Risk factors associated with pulmonary exacerbations in pediatric patients with cystic fibrosis.
Lubovich S., Zaragoza S., Rodríguez V., Buendía J., Camargo Vargas B., Alchundia Moreira J., Galanternik L., Ratto P., Teper A.
INTRODUCTION: Cystic fibrosis patients develop pulmonary exacerbations (PEs) that require intravenous treatment. The objective of this study was to determine the risk factors associated with PEs and establish the percentage of patients who failed to recover their lung function. POPULATION AND METHODS: Observational, retrospective, cohort study. The medical records of cystic fibrosis patients seen at Hospital de Niños Ricardo Gutiérrez in 2013 were reviewed.
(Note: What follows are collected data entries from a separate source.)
PR #731, opened 2016-06-07
DO NOT MERGE: try and calibrate emmc_therm and msm_therm

oshmoun:
current values seem to be doubled, or have a large offset, since they
reach into the 80 degrees range quite easily and are in the 60 degrees
range when idling.

@kholk pretty sure this is awfully wrong, but the documentation isn't exactly helping...
https://github.com/sonyxperiadev/kernel/blob/aosp/LA.BF64.1.2.2_rb4.7/Documentation/devicetree/bindings/hwmon/qpnp-adc-current.txt#L72


kholk:
Well, this time the documentation is wrong. This change is absolutely valid on Kitakami R2 (I wonder how I forgot those values -- I remember I changed them, must be some commit refactoring gone wrong), but needs to be tested on the R1 devices (ivy, karin).

humberos:
I can test it on my karin.
Sorry, although I do not understand very well what this patch is doing but just let me know what do you expect from me :P

oshmoun:
The thermal readings are inaccurate on some kitakami devices (observed on suzuran and sumire)
You could either read the values directly from sysfs or use an app (aida64)  to check if the values for emmc_therm and msm_therm are normal or not with this commit

humberos:
- Without this patch:
  msm_therm ≃ 47.3
  emmc_therm ≃ 49.3
- Using this patch:
  msm_therm ≃ 24.2
  emmc_therm ≃ 26.9

humberos:
Ok!
According docs we should use qcom,scale-function = <2> which seems fix the problem.
So, just remove:

>   chan@73 { /\* msm_therm _/
>       qcom,scale-function = <13>;
>   };
>   chan@74 { /_ emmc_therm */
>       qcom,scale-function = <13>;
>   };

from **msm8994-kitakami_common.dtsi**
- Now I have these values:
  - msm_therm ≃ 30.0
  - emmc_therm ≃ 31.0

which IMHO are correct when compared with others.

screenshot_20160611-202120

oshmoun:
so follow documentation or stock configuration? I'm confused :(

humberos:
Dunno!
What side is it broken ? qcom or stock ?

oshmoun:
PR for 1.3.3 here
https://github.com/sonyxperiadev/kernel/pull/742
went with Humberos' suggestion, please test on other kitakami device.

Patients were divided into group 1, with PE (Fuchs criteria), and group 2, without PE. Age, sex, p.F508del mutation, percentage of baseline forced expiratory volume in the first second, baseline body mass index Z-score, chronic Pseudomonas aeruginosa, methicillin-resistant Staphylococcus aureus and Burkholderia cepacia complex colonization (Leeds criteria), percentage of cystic fibrosis-related diabetes, and recovery of baseline forced expiratory volume in the first second were recorded. RESULTS: A total of 117 patients were included. Group 1: 50, group 2: 67 patients. PEs were associated with a lower body mass index Z-score (RR: 1.45; p = 0.002), p.F508del mutation (RR: 3.23; p = 0.05), and chronic Burkholderia cepacia complex (RR: 3.69; p = 0.002), Pseudomonas aeruginosa (RR: 1.89; p = 0.01) and methicillinresistant Staphylococcus aureus colonization (RR: 2.32; p = 0.002). Twenty-four percent of patients failed to recover their lung function. CONCLUSIONS: The presence of the p.F508del mutation, a poor nutritional status, and chronic colonization were the risk factors for exacerbation. A fourth of patients failed to recover their lung function.